What needs to be done. Below are some records. Count the lines with "configures" in them and give nothing but the total.

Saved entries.
------------------------------------------------------------------------

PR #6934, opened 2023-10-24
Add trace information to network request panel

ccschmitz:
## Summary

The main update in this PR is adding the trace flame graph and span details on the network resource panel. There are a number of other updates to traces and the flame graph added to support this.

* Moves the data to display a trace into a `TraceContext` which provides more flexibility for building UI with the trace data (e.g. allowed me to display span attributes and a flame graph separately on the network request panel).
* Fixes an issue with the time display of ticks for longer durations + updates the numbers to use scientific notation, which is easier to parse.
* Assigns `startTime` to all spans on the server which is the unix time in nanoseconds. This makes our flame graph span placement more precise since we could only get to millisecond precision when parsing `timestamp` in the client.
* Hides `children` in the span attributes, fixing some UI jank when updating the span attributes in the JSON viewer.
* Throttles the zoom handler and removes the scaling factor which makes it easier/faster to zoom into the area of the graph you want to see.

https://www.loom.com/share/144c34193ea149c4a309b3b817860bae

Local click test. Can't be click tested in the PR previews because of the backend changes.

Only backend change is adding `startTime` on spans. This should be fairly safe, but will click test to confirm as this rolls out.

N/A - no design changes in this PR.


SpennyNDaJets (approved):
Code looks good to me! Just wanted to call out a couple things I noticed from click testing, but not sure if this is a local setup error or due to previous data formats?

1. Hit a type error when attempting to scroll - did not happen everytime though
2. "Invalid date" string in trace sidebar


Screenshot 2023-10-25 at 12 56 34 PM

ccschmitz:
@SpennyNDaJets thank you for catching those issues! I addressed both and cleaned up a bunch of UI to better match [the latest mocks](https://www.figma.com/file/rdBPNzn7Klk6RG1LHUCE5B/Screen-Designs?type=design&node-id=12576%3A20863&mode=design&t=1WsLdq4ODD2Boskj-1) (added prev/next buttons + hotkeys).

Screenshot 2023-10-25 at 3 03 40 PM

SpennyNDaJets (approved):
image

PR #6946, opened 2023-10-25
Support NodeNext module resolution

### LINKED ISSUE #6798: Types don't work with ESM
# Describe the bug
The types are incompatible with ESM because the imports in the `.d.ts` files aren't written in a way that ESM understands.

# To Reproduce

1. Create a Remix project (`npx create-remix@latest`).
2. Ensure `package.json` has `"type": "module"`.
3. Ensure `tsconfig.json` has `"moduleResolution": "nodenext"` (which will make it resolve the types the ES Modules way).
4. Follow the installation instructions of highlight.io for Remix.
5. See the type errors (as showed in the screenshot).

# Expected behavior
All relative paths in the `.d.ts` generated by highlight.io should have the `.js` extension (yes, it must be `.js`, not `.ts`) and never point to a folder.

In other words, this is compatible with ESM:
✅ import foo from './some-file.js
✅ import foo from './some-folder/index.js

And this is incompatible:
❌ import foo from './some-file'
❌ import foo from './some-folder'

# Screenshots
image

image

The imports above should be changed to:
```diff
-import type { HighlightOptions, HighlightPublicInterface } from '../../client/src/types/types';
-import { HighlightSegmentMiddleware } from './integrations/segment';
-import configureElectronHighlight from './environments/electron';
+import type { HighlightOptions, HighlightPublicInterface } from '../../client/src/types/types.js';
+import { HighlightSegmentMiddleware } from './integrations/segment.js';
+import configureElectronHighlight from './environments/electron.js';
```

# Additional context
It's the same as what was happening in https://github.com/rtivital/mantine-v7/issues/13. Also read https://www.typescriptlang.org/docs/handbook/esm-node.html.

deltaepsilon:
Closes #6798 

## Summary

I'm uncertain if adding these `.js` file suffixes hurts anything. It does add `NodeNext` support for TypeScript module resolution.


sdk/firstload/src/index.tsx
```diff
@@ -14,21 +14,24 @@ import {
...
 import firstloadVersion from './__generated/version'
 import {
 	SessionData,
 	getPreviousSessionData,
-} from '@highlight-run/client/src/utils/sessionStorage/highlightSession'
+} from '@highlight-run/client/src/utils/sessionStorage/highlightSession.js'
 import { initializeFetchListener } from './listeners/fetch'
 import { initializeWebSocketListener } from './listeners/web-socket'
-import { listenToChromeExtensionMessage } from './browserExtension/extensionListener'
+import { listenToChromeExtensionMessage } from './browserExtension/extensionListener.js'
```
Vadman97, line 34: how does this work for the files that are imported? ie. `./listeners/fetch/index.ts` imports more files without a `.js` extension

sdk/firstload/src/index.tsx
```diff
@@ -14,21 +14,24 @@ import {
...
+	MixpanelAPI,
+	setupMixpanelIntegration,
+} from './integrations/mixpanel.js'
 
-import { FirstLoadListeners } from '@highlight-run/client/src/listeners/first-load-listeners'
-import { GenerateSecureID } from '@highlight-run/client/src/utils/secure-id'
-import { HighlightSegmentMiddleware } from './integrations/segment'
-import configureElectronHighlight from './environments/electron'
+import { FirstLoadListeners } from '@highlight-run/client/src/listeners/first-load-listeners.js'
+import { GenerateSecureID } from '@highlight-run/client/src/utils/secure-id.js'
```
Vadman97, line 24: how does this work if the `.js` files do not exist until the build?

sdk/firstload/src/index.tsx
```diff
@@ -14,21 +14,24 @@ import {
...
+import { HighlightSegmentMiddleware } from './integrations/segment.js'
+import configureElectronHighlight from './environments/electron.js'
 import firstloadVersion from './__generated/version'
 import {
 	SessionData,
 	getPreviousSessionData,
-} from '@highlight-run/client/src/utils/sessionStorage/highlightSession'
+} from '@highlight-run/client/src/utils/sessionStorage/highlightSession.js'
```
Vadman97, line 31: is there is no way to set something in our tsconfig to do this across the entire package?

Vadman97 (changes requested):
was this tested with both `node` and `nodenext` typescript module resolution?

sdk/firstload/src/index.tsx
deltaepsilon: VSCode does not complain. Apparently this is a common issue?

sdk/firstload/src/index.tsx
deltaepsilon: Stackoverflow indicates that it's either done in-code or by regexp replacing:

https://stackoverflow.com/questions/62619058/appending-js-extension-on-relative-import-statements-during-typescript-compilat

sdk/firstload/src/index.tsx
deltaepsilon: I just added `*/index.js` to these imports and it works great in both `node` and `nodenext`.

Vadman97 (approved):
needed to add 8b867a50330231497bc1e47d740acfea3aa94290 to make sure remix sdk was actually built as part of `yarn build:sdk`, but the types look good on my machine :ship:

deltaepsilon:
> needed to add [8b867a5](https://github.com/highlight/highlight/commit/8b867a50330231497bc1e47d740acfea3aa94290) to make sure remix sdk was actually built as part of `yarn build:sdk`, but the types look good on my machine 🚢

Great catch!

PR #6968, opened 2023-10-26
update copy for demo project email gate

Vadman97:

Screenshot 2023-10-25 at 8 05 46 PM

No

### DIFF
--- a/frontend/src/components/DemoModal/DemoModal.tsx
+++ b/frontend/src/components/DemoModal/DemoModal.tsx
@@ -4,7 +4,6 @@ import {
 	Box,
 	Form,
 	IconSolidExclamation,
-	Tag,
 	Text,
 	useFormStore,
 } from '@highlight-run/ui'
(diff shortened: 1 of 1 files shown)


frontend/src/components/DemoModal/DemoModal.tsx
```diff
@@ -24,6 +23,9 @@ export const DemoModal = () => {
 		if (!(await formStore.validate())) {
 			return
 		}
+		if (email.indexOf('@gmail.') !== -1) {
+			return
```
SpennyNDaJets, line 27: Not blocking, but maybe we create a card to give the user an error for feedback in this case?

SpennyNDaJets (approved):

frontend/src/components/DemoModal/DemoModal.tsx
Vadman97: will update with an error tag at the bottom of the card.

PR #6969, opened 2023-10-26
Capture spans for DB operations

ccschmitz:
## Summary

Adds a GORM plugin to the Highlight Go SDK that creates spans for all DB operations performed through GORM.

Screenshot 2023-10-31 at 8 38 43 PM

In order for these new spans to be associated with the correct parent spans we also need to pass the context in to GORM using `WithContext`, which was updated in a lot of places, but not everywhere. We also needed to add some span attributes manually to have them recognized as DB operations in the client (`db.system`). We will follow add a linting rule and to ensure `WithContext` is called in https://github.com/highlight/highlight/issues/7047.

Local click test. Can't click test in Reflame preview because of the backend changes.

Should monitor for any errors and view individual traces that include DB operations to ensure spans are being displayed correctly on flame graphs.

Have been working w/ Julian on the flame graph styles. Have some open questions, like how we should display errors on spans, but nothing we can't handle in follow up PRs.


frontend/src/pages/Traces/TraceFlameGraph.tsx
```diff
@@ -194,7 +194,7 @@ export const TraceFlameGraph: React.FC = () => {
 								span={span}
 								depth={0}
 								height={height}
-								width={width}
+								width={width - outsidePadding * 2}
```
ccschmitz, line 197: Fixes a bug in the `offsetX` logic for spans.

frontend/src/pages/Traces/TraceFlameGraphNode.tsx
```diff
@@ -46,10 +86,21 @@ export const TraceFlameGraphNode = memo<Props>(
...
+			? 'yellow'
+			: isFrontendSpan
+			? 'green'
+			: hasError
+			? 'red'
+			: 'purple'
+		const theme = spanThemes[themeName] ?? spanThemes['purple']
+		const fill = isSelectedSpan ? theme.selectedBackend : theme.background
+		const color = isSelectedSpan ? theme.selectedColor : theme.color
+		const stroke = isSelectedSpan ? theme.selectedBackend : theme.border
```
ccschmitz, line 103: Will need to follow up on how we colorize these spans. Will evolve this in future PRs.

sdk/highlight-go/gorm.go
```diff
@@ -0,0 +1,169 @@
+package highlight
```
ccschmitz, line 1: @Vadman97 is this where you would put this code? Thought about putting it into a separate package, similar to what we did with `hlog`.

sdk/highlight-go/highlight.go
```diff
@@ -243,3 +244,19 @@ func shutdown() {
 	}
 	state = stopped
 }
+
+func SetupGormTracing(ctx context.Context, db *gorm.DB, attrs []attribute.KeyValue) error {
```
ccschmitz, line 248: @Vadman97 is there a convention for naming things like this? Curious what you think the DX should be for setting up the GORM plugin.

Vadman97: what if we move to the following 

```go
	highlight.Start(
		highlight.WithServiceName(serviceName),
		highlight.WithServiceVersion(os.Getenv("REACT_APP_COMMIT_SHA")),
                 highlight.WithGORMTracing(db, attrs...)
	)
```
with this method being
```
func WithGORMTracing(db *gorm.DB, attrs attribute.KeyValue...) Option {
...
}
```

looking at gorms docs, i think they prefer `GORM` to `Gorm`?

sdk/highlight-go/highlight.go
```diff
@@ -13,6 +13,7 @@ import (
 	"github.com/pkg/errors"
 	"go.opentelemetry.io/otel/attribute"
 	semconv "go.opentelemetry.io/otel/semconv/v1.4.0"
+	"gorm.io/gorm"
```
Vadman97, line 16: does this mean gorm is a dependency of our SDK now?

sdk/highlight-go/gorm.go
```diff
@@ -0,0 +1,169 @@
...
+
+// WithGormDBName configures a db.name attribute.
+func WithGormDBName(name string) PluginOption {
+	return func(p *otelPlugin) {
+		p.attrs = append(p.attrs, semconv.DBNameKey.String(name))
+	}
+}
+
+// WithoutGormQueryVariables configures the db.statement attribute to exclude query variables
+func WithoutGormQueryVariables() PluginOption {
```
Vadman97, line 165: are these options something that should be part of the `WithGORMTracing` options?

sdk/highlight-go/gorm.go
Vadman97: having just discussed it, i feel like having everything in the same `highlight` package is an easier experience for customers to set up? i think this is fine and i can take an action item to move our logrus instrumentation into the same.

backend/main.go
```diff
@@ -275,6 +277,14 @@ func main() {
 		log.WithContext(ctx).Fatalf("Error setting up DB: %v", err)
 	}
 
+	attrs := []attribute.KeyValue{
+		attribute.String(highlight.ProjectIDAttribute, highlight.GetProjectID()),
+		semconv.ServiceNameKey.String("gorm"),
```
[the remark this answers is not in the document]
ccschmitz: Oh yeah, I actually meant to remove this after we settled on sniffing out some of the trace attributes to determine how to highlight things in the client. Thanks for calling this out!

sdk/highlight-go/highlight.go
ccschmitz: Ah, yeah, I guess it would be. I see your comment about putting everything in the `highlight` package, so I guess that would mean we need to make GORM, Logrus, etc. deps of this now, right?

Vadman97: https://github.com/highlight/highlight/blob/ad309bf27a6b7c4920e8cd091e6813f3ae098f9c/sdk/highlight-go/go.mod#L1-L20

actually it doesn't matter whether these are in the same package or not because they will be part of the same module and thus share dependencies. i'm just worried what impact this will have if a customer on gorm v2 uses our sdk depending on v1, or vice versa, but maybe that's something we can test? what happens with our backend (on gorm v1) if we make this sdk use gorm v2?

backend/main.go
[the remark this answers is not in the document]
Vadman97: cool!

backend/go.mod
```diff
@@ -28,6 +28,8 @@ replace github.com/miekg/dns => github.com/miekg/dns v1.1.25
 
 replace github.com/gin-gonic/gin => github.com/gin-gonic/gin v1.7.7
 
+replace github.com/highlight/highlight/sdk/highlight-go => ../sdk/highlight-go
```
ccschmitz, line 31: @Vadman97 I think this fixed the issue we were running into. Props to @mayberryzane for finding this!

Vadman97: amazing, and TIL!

------------------------------------------------------------------------

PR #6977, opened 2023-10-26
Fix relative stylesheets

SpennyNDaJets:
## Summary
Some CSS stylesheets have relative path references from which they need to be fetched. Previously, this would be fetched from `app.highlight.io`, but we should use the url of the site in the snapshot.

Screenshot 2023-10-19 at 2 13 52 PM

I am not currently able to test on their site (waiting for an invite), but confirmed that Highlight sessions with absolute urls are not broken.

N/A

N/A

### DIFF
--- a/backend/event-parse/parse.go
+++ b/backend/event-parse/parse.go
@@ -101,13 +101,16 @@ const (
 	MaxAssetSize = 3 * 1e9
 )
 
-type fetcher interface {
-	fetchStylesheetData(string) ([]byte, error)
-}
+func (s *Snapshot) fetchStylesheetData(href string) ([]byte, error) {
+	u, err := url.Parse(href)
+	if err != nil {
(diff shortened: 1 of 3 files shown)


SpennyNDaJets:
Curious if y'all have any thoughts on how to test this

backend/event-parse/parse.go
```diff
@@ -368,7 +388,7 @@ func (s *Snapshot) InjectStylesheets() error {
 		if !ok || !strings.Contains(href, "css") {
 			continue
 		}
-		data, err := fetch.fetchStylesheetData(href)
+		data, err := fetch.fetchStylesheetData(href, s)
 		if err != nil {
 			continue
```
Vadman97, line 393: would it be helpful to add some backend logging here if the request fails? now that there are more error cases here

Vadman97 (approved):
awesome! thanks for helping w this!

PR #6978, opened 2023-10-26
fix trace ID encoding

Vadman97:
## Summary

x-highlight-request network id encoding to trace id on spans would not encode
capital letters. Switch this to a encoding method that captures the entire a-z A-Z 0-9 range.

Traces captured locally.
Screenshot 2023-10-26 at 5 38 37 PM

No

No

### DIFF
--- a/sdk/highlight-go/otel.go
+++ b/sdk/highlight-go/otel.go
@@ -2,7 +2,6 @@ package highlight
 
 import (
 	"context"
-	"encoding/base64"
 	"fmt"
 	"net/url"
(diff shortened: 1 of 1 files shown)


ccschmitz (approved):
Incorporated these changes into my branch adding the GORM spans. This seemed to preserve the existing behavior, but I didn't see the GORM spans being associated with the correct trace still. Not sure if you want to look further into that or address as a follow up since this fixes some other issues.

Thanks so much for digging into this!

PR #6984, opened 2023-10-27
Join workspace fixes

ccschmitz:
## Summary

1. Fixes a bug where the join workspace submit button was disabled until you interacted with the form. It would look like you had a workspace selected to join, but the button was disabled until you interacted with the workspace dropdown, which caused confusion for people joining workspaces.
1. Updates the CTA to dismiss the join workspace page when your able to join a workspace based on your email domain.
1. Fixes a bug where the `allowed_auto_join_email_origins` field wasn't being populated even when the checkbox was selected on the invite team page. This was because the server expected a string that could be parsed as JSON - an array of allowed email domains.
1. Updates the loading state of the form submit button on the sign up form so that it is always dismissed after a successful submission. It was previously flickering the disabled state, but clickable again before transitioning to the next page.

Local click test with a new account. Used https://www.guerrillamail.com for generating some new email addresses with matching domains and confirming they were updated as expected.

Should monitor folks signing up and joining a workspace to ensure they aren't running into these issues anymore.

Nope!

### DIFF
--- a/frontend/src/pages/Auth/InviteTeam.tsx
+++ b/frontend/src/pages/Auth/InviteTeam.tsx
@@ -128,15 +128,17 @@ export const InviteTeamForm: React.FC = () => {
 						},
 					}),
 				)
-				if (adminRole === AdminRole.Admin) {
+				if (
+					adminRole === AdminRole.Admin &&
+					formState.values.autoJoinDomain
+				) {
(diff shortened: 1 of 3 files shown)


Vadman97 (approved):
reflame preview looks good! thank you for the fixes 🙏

------------------------------------------------------------------------

Completed task. 2